Records from a dataset:
· · · ·
PR #2349, opened 2026-08-20
feat(web_core): add A2uiValidator and topology/integrity validation for Python parity

gspencergoog:
## Summary
Adds validation modules (`A2uiValidator`, integrity checking, recursion and path validation, and topology analysis) to TypeScript `@a2ui/web_core` to achieve parity with the Python validation implementation. Integrates validation routines into `MessageProcessor` and `SurfaceComponentsModel`, adding support for mixed catalogs, schema-driven reference extraction, and pre-mutation atomic updates.

## Changes
- **Validating Module (`typescript/web_core/src/validating/`)**:
  - Added `A2uiValidator` in `validator.ts` for validating message envelopes across protocol versions and component hierarchies (`validateProtocolEnvelope`, `validateComponents`).
  - Added `validateComponentIntegrity` in `integrity-checker.ts` to detect duplicate IDs, missing roots, and dangling child references across single or mixed catalogs (`CatalogOrRefMapInput`).
  - Added `analyzeChildRefSchema`, `isChildSchema`, `isChildListSchema`, and `isChildOrChildListSchema` to identify child and child-list references dynamically from Zod schemas and JSON Schema `$ref` definitions (`ComponentId`, `ChildList`).
  - Added `buildComponentRefMap` with `WeakMap` caching (`getOrCreateRefMap`) to map component types to single and list reference properties.
  - Added `getComponentReferences` generator to extract child IDs from scalar fields, arrays, dynamic template objects (`{componentId, path}`), and `{child}` structures.
  - Added `validateRecursionAndPaths` to enforce global structure depth (`MAX_GLOBAL_DEPTH = 50`), function-call depth (`MAX_FUNC_CALL_DEPTH = 5`), and RFC 6901 JSON pointer syntax (`RELAXED_PATH_PATTERN`).
  - Added `analyzeTopology` in `topology-analyzer.ts` to detect cycles, self-references, and unreachable orphan components.
  - Added `ValidationConfig` presets (`STRICT_VALIDATION` and `RELAXED_VALIDATION`).
- **State & Error Handling (`typescript/web_core/src/state/`, `errors.ts`)**:
  - Added `A2uiIntegrityError` (`INTEGRITY_ERROR`) and `A2uiRecursionError` (`RECURSION_ERROR`) extending `A2uiValidationError`.
  - Added `detectCycles`, `validateTopology`, `validateReferences`, `getChildReferences`, `getChildIds`, `setCatalog`, `getAll`, and `has` to `SurfaceComponentsModel`.
  - Added optional `catalog` association to `ComponentModel` and `SurfaceComponentsModel` to support multi-catalog surfaces.
- **Message Processing Integration (`typescript/web_core/src/processing/`)**:
  - Integrated `validateRecursionAndPaths` and `validateCandidateTopology` into `MessageProcessor.processMessages` to validate candidate component updates before mutating state.
  - Added per-component `catalogId` support in `MessageProcessor`, resolving schemas and reference properties against the target catalog.
  - Updated component updates to replace properties instead of shallow merging existing properties.
  - Updated `validateCompositionConstraints` to resolve child references using schema introspection.
  - Standardized version adapter class naming to PascalCase (`V0Point8Adapter`, `V0Point9Adapter`, `V1Point0Adapter`) in `adapters/factory.ts`.
- **Validation Functions & Consumers (`src/v1_0/functions/`, `samples/`, `tools/`)**:
  - Standardized naming of v1.0 validation function APIs and implementations (`RequiredV1Point0Api`, `RegexV1Point0Api`, `LengthV1Point0Api`, `NumericV1Point0Api`, `EmailV1Point0Api`).
  - Added per-component catalog resolution in `NodeResolver`.
  - Added explicit generic type parameters (`ReactComponentImplementation`) to `MessageProcessor` instances in `samples/client/react/shell/src/App.tsx` and `tools/composer/src/lib/v09Viewer.tsx`.
- Addresses issue 2297.

## Impact & Risks
- **Breaking Changes**:
  - Component updates in `updateComponents` now replace existing properties instead of shallow merging them. Updates that omit required properties defined in the catalog schema will fail validation.
  - Unknown component types are rejected when `allowUnknownElements` is `false` (`STRICT_VALIDATION` default).
  - Version adapter classes and v1.0 validation function constants were renamed (for example, `V1_0VersionAdapter` to `V1Point0Adapter`, `RequiredV1_0Api` to `RequiredV1Point0Api`).
- **Performance**:
  - Schema introspection results are cached in a `WeakMap` keyed by `Catalog`, avoiding repeated reflection overhead.
  - Pre-mutation candidate topology validation runs DFS graph traversal in $O(V + E)$ bounded by a maximum depth of 50.
- **Dependencies**: No new external dependencies added.

## Testing
- **Verification Commands**:
  - `yarn --cwd typescript/web_core test`
- **New Test Coverage**:
  - `typescript/web_core/src/validating/validator.test.ts`: Unit tests covering child reference extraction, duplicate ID detection, missing root detection, dangling references, path regex parsing, recursion limits, cycle detection, orphan detection, mixed catalog validation, and JSON Schema `$ref` introspection.
  - `typescript/web_core/src/processing/message-processor.test.ts`: Integration tests for mixed catalogs on single surfaces, multi-surface payloads, inline `createSurface.components`, relaxed vs strict validation modes, full property replacement on updates, composition constraints, and pre-mutation rollback on validation failures.
  - `typescript/web_core/src/state/surface-components-model.test.ts`: Unit tests for inlined topology analysis, cycle detection, self-reference detection, recursion depth limits, missing root handling, and dangling references.


typescript/web_core/src/validating/integrity-checker.ts
```diff
@@ -0,0 +1,239 @@
...
+    throw new A2uiIntegrityError(`Missing root component: No component has id='${rootId}'`);
+  }
+
+  if (allowDanglingReferences) {
+    return;
+  }
+
+  // 3. Check for dangling references
+  for (const comp of components) {
+    const compId = comp.id !== undefined && comp.id !== null ? String(comp.id) : 'Unknown';
```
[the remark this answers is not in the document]
gspencergoog: Added defensive check ensuring comp is a non-null object before accessing comp.id.

typescript/web_core/src/validating/integrity-checker.ts
```diff
@@ -0,0 +1,239 @@
...
+
+  if (typeof item === 'object' && item !== null) {
+    if ('path' in item && typeof item.path === 'string') {
+      const path = item.path;
+      if (!RELAXED_PATH_PATTERN.test(path)) {
+        throw new A2uiValidationError(`Invalid path syntax: '${path}'`);
+      }
+    }
+
+    const isFuncV08 = 'functionCall' in item && typeof item.functionCall === 'object';
```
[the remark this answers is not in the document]
gspencergoog: Added non-null check for functionCall object.

typescript/web_core/src/validating/validator.ts
```diff
@@ -0,0 +1,161 @@
...
+    components: Array<Record<string, any>>,
+    refFieldsMap: ComponentRefMap = STANDARD_REF_MAP,
+    config: ValidationConfig = STRICT_VALIDATION,
+    options: ValidateComponentsOptions = {},
+  ): void {
+    validateComponentIntegrity(components, refFieldsMap, config);
+    analyzeTopology(components, refFieldsMap, config);
+    if (!options.skipRecursionCheck) {
+      validateRecursionAndPaths(components);
+    }
```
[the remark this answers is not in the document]
gspencergoog: Moved recursion check ahead of integrity and topology checks to fail fast on deep structures.

typescript/web_core/src/validating/integrity-checker.ts
```diff
@@ -0,0 +1,512 @@
...
+  return res.isChild || res.isChildList;
+}
+
+/**
+ * Builds a ComponentRefMap dynamically by inspecting component Zod schemas.
+ *
+ * @param catalogOrComponents Catalog instance, array of ComponentApi objects, or Map of ComponentApis.
+ * @returns ComponentRefMap containing single and list reference properties.
+ */
+export function buildComponentRefMap(
```
nan-yu, line 251: One comment I got from Jacob when working on the API design doc was this component ref map maintains duplicate reference pointer extraction algorithms because MessageProcessor along with SurfaceComponentsModel also maintains a similar component reference graph. 

The new proposal is to inline topology and cycle checks directly into SurfaceComponentsModel during message processing. More details are documented in https://docs.google.com/document/d/17BuULV88IlsUStOFthGMgfeW1XMtLUyQDm3oflgXi-k/edit?resourcekey=0-fltDWdFS4VEdDHSTzq--QA&tab=t.lcmh7rwipp8t#bookmark=id.y3mg7magugtk.

The Python version also needs to be updated.

gspencergoog: Okay I addressed this.  I made `SurfaceComponentsModel` the single source of truth for graph traversal and validation.

typescript/web_core/src/state/surface-components-model.ts
```diff
@@ -33,8 +64,29 @@ export class SurfaceComponentsModel {
...
+
+  /**
+   * Associates a catalog or reference map with this model for schema-driven child detection.
+   *
+   * @param catalogOrRefMap Catalog instance or ComponentRefMap.
+   */
+  setCatalog(catalogOrRefMap: Catalog<any, any> | ComponentRefMap): void {
+    this.catalogOrRefMap = catalogOrRefMap;
+    this.refMap =
+      catalogOrRefMap instanceof Catalog ? buildComponentRefMap(catalogOrRefMap) : catalogOrRefMap;
```
nan-yu: It builds the componentRefMap with a single catalog. With the mixed-catalogs support, a surface may include components from multiple catalogs.

We need to build the map with the corresponding catalog for each component separately.

typescript/web_core/src/state/surface-components-model.ts
```diff
@@ -16,13 +16,44 @@
...
+  ComponentRefMap,
+  getComponentReferences,
+  MAX_GLOBAL_DEPTH,
+} from '../validating/integrity-checker.js';
 
 /**
- * Manages the collection of components for a specific surface.
+ * Configuration options for surface component topology validation.
+ */
+export interface TopologyValidationConfig {
```
nan-yu: Can we reuse the existing ValidationConfig and add any missing properties there?

typescript/web_core/src/state/surface-components-model.ts
```diff
@@ -16,13 +16,44 @@
...
+  maxDepth?: number;
+}
+
+/**
+ * Manages the collection of components for a specific surface and performs
+ * inlined graph topology, cycle detection, and completeness validation.
  */
 export class SurfaceComponentsModel {
   private components: Map<string, ComponentModel> = new Map();
+  private catalogOrRefMap?: Catalog<any, any> | ComponentRefMap;
```
nan-yu: Because a surface may contain components from multiple catalogs, I added the Catalog reference to the ComponentModel in the python version and run schema validation on each component with the corresponding catalog.

typescript/web_core/src/state/surface-components-model.ts
```diff
@@ -16,13 +16,44 @@
...
+  private refMap?: ComponentRefMap;
```
nan-yu, line 40: Do we need both catalogOrRefMap and refMap?

typescript/web_core/src/validating/validator.ts
```diff
@@ -0,0 +1,175 @@
...
+   * @throws {A2uiValidationError} If envelope format or path syntax is invalid.
+   * @throws {A2uiIntegrityError} If component references or graph integrity are violated.
+   * @throws {A2uiRecursionError} If recursion limits or circular component links are detected.
+   *
+   * @example
+   * ```ts
+   * validator.validate(payloadMessage, catalog);
+   * ```
+   */
+  public validate(
```
nan-yu: I'm wondering if we really need a standalone, top-level entry point for all validations (schema checks, topology checks, etc.).

In the Python implementation, I removed the standalone `validate()` method and instead made `MessageProcessor.processMessages()` the single entry point. Individual sub-validations are executed internally as part of the processing pipeline rather than via a separate top-level pass.

What do you think?

gspencergoog: The only thing I worry about is that without a top level validation step, the individual validations will validate their portion, but not the entire thing: like the difference between a unit test and an integration test.  For example, we might validate the topology of each piece, but put it all together and it might still produce an invalid topology overall.

nan-yu: MessageProcessor will handle full component topology checks to ensure overall validity. Instead of having a separate validator, we can make MessageProcessor the primary entry point for top-level validation.

typescript/web_core/src/state/surface-components-model.ts
gspencergoog: No, removed `catalogOrRefMap`. Thanks!

typescript/web_core/src/state/surface-components-model.ts
gspencergoog: Yes.  Done in 5f827b1aa5ca033af8982b593e75a9c8376587c9

typescript/web_core/src/validating/validator.ts
gspencergoog: Okay, sure.  Done.

typescript/web_core/src/processing/message-processor.ts
```diff
@@ -537,19 +506,36 @@ export class MessageProcessor<T extends ComponentApi> {
...
+      if (typeof rawCatalogId === 'string' && rawCatalogId) {
+        const found = this.catalogs.find(c => c.id === rawCatalogId);
+        if (!found) {
+          throw new A2uiValidationError(
+            `Unknown catalog ID '${rawCatalogId}' for component '${id}'. Available catalogs: ${this.catalogs.map(c => c.id).join(', ')}`,
+          );
+        }
+        targetCatalog = found;
+      } else {
+        const existing = surface.componentsModel.get(id);
```
nan-yu: For a component in UpdateComponent message, if catalogId is not specified, should we use the default catalogId in the createSurface message, instead of the existing component.catalogId?

typescript/web_core/src/processing/message-processor.ts
```diff
@@ -599,225 +599,7 @@ export class MessageProcessor<T extends ComponentApi> {
...
-      if (!allowOrphanComponents) {
-        for (const comp of components.values) {
-          if (!visited.has(comp.id)) {
-            throw new A2uiValidationError(
-              `Orphaned component '${comp.id}' is not reachable from root`,
-            );
-          }
-        }
-      }
+      surface.componentsModel.validateTopology(this.validationConfig);
```
nan-yu: It validates the topology after updating the state (componentsModel). If the validation failed, the state has been updated already. Should we validate before update?

typescript/web_core/src/state/surface-components-model.ts
```diff
@@ -92,6 +153,177 @@ export class SurfaceComponentsModel {
     }
   }
 
+  /**
+   * Extracts child component references for a given component identifier.
+   *
+   * @param componentId The ID of the component whose children should be resolved.
+   * @returns Array of tuples containing `[referencedId, propertyPath]`.
+   */
+  getChildReferences(componentId: string): Array<[referencedId: string, propertyPath: string]> {
```
nan-yu, line 162: This looks similar to `extractChildIds` in MessageProcessor. We may want to consolidate them into a single implementation.

Ideally, if we go with extractChildIds, we don't need the componentRef map.

typescript/web_core/src/validating/index.ts
nan-yu, line 1: Jacob also suggested to name this folder to be `validation`, so we will have
- processing
- validation
- resolution (rename `rendering` to `resolution`)

typescript/web_core/src/processing/message-processor.ts
gspencergoog: Yes, I think that's right.  No `catalogId` is equivalent to specifying the default catalog ID.

typescript/web_core/src/processing/message-processor.ts
gspencergoog: Yes.  Fixed.

typescript/web_core/src/validating/index.ts
gspencergoog: Okay, let's rename in another PR.

typescript/web_core/src/processing/message-processor.ts
```diff
@@ -399,6 +368,10 @@ export class MessageProcessor<T extends ComponentApi> {
   processMessages(messages: unknown): void {
     if (!messages) return;
 
+    if (this.validationConfig) {
+      validateRecursionAndPaths(messages);
+    }
+
     if (this.validationConfig?.targetVersion) {
       this.validateTargetVersion(messages);
```
nan-yu, line 376: Thanks for spotting this change in the Python PR. I remove target_version from the python code because we allow multiple catalogs in a surface, which may come from multiple protocol versions. It no longer makes sense to have a single target version.

typescript/web_core/src/state/component-model.ts
```diff
@@ -34,11 +35,13 @@ export class ComponentModel {
    * @param id The unique identifier for this component.
    * @param type The component type name.
    * @param initialProperties The initial properties for the component.
+   * @param catalog Optional Catalog associated with this component.
    */
   constructor(
     readonly id: string,
     readonly type: string,
     initialProperties: Record<string, any>,
+    readonly catalog?: Catalog<any, any>,
```
nan-yu, line 44: nit: is the catalog optional? A component should always have a catalog associated. If no catalogId is specified in the updateComponents message, it should be the surface's default catalog.

nan-yu (commented):
LGTM in with 2 comments:
- The targetVersion can be removed in a separate PR
- Should the catalog be optional in the ComponentModel?

typescript/web_core/src/state/component-model.ts
gspencergoog: Yes, it's optional.  If it isn't specified, then it uses the default catalog specified by the `createSurface` op.

typescript/web_core/src/processing/message-processor.ts
gspencergoog: Okay.  Like you say below, let's remove that in another PR.

typescript/web_core/src/state/component-model.ts
nan-yu: ComponentModel needs the surface's default catalog at initialization time since it can't access it after the instance is created. Therefore, I feel like this parameter shouldn't be optional.

nan-yu (approved):

typescript/web_core/src/state/component-model.ts
gspencergoog: Ah, good catch. I was thinking about the wire protocol where `catalogId` is optional on `updateComponents`, but you're talking about the constructor parameter on `ComponentModel`. You're right: at the model level, the processor resolves the catalog upfront, so `ComponentModel` should hold a required `Catalog`.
· · · ·
**YOUR OBJECTIVE**.
All lines with the word "when" need to be copied from the data above.

**FINAL ANSWER**.
  - Unknown component types are rejected when `allowUnknownElements` is `false` (`STRICT_VALIDATION` default).
nan-yu, line 251: One comment I got from Jacob when working on the API design doc was this component ref map maintains duplicate reference pointer extraction algorithms because MessageProcessor along with SurfaceComponentsModel also maintains a similar component reference graph. 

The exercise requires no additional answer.